WORK TO COMPLETE: Find the word "incorrect" in the records and copy every line where it occurs.

>>

PR #1870, opened 2017-03-03
Removing presidential results that with incorrect dates

noahmanger:
This is a temporary hack to remove presidential elections from the election lookup tool on non-presidential years. Eventually this will be handled by the API but in the mean time this will get rid of a glaring error.

image

image

### DIFF
--- a/static/js/modules/election-lookup.js
+++ b/static/js/modules/election-lookup.js
@@ -212,6 +212,18 @@ ElectionLookup.prototype.serialize = function() {
   return _.extend(helpers.filterNull(params));
 };
 
+ElectionLookup.prototype.removeWrongPresidentialElections = function(results, cycle) {
+  // Hack to remove the presidential result in non-presidential years
+  // Eventually this will be handled by the API
+  if (Number(cycle) % 4 > 0) {
+    return _.filter(results, function(result) {
+      return result.office !== 'P';
+    });
+  } else {
+    return results;
+  }
+};
+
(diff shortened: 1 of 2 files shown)


jwchumley:
Thanks, Noah!


________________________________

static/js/modules/election-lookup.js
```diff
@@ -212,6 +212,18 @@ ElectionLookup.prototype.serialize = function() {
   return _.extend(helpers.filterNull(params));
 };
 
+ElectionLookup.prototype.removeWrongPresidentialElections = function(results, cycle) {
+  // Hack to remove the presidential result in non-presidential years
+  // Eventually this will be handled by the API
+  if (Number(cycle) % 4 > 0) {
```
ccostino: Good calling that out, thanks!

tests/unit/modules/election-lookup.js
```diff
@@ -176,4 +176,13 @@ describe('election lookup', function() {
...
   });
+
+  it('removes incorrect presidential elections', function() {
+    var raw = [
+      {cycle: 2018, office: 'P'},
+      {cycle: 2018, office: 'S'}
+    ];
+    var results = this.el.removeWrongPresidentialElections(raw, '2018');
+    expect(results).to.deep.equal([{cycle: 2018, office: 'S'}]);
+  });
```
ccostino: Thanks for including a test, too!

<<

RESPONSE TO THE EXERCISE:
Removing presidential results that with incorrect dates
+  it('removes incorrect presidential elections', function() {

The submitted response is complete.